Di era pascaperang, pasar budak dan penjara berfungsi sebagai rambu-rambu seberapa jauh bangsa telah datang sejak Perang Saudara. Pada tahun 1888 sekelompok legislator negara bagian Ohio melakukan perjalanan ke New Orleans, di mana mereka melihat Rumah Perkebunan, yang masih menampilkan kata-kata "Budak dijual" yang dilukis di dinding luar. Namun sekarang, rumah itu berfungsi sebagai "markas besar bagi pria kulit berwarna di New Orleans." Melihat orang-orang ini "sekarang menempati bekas pasar budak ini, sebagai pria dan bukan sebagai barang bergerak, adalah salah satu pemandangan yang menyenangkan yang menghibur kami setelah tidak ada tiga puluh dua tahun dari kota, ”tulis Jeremiah A. Brown, seorang legislator negara kulit hitam yang bepergian bersama kelompok itu. Setelah mengunjungi pasar budak lama di St. Augustine, Florida, pada tahun 1916, seorang lelaki Afrika-Amerika lainnya juga merefleksikan arti dari “peninggalan perbudakan” dan “kemajuan luar biasa yang dibuat.” Dia menyimpulkan, “Tuhan telah melakukan hal-hal besar bagi kita, tentang hal itu kita senang. "

Jeremiah A. Brown Jeremiah A. Brown (Wikimedia Commons)

Pasar terbuka di St. Augustine masih berdiri hari ini di tengah-tengah kawasan bersejarah kota. Pada abad kedua puluh itu menjadi titik fokus untuk protes anti-diskriminasi di kota. Pada tahun 1964, Martin Luther King, Jr., memimpin pawai hak-hak sipil tanpa kekerasan di sekitar gedung, tetapi kekerasan terjadi di sana antara demonstran hak-hak sipil dan segregasionis kulit putih pada kesempatan lain. Pada tahun 2011, kota ini mendirikan monumen untuk "prajurit kaki" - keduanya putih dan hitam - yang berbaris di St. Augustine untuk kesetaraan ras pada tahun 1960-an. Penjajaran pasar dengan monumen-monumen untuk Gerakan Hak-Hak Sipil menceritakan kisah yang kuat akan perubahan seiring waktu dalam sejarah Amerika.

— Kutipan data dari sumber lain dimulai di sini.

PR #154, opened 2015-04-28
Add helper to measure metrics in logs

ys:
This will permit to instrument code easily.
Following the l2met convention.

```
Pliny.measure(‘something.important’, source: Config.pliny_env) do
  something_important
end
#=> measure#something.important=123 source=production
```

```
Pliny.count(‘code.lines’, 1000, source: Config.pliny_env)
#=> count#code.lines=1000 source=production
```

### DIFF
--- a/lib/pliny.rb
+++ b/lib/pliny.rb
@@ -8,6 +8,7 @@ require_relative "pliny/extensions/instruments"
 require_relative "pliny/helpers/encode"
 require_relative "pliny/helpers/params"
 require_relative "pliny/log"
+require_relative "pliny/measure"
 require_relative "pliny/request_store"
 require_relative "pliny/router"
 require_relative "pliny/utils"
@@ -19,4 +20,5 @@ require_relative "pliny/middleware/versioning"
 
 module Pliny
   extend Log
+  extend Measure
 end
--- a/lib/pliny/measure.rb
+++ b/lib/pliny/measure.rb
@@ -1,0 +1,15 @@
+module Pliny
+  module Measure
+    def measure(name, options = {})
+      start = Time.now
+      return_value = yield if block_given?
+      duration = Time.now - start
+      log({"measure##{name}": (duration * 1000).round}.merge(options))
+      return_value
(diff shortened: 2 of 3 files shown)


pedro:
Nice, this looks like a good start to me. @brandur ?

Weird CI failure, there must be something else going on :{ we'll need to check it out but +1 to ignore for this pull.

ys:
I like the idea of providing easy helpers like this one.

Maybe as opt-in too.

ys:
The error seems to be unrelated at first, can we rerun that one only?

mattreduce:
@ys @pedro I'm interested in this also, the spec failures look like they could do with a re-run (which I can't trigger). The branch could probably benefit from rebasing master in, as well.

ys:
I will take a closer look on monday:) and will try to bring other stuff
from a project

pedro:
@ys not to be a pain but can you also bring support for samples and multiple metric names? :}

eg:
https://github.com/heroku/telex/blob/master/lib/telex/sample.rb
https://github.com/heroku/api/blob/master/lib/api/sample.rb

Was ready to merge, but realized the interface might change!

Thanks,

ys:
Yeah sure

brandur:
Oof, sorry about the delayed response on this one guys.

My one thought here is that the other common type of metric is a `sample` (e.g. number of jobs in your queue). We may want to include that in the default tool set as well. If you like, [you can reference this implementation that I made for API](https://github.com/heroku/api/blob/e7cda3cc409dd9eae2063ed5fb2fa32bedbbd8bd/lib/api/metrics.rb) which we never ended up merging in.

Also, because a `measure` is a type of metric, it might be worth renaming the module to something different. `Metrics`?

jingweno:
@ys what do you think of making it a separate gem (`pliny-log`?) so that [we could pull in to the API](https://github.com/heroku/api/issues/3769#issuecomment-121778103) as the first component?

ys:
Done by @gudmundur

Beberapa bekas pasar budak sekarang menyimpan museum tentang sejarah Afrika-Amerika. Mart budak lama di Charleston, Carolina Selatan, telah menafsirkan sejarah perbudakan di kota itu sejak tahun 1938. Baru-baru ini, cabang Liga Urban Virginia Utara mendirikan museum Freedom House di kantor pusatnya di Alexandria - pena budak tua yang telah menjadi penjara bagi Konfederasi selama Perang Sipil. Lebih jauh ke barat, pena budak dari Mason County, Kentucky, sekarang dipajang di National Freedom Railroad Freedom Center di Cincinnati. Penanda sejarah juga memperingati situs-situs pasar budak di seluruh negara, mengingatkan masyarakat bahwa manusia tidak hanya dibeli dan dijual di Selatan. Pada 2015, walikota New York City Bill de Blasio meluncurkan penanda tentang perdagangan budak di Lower Manhattan. Dan langkah budak itu dari Charleston? Menurut museum Carolina Selatan, mereka diyakini berada di koleksi di Boston, tetapi lokasi sebenarnya tidak jelas.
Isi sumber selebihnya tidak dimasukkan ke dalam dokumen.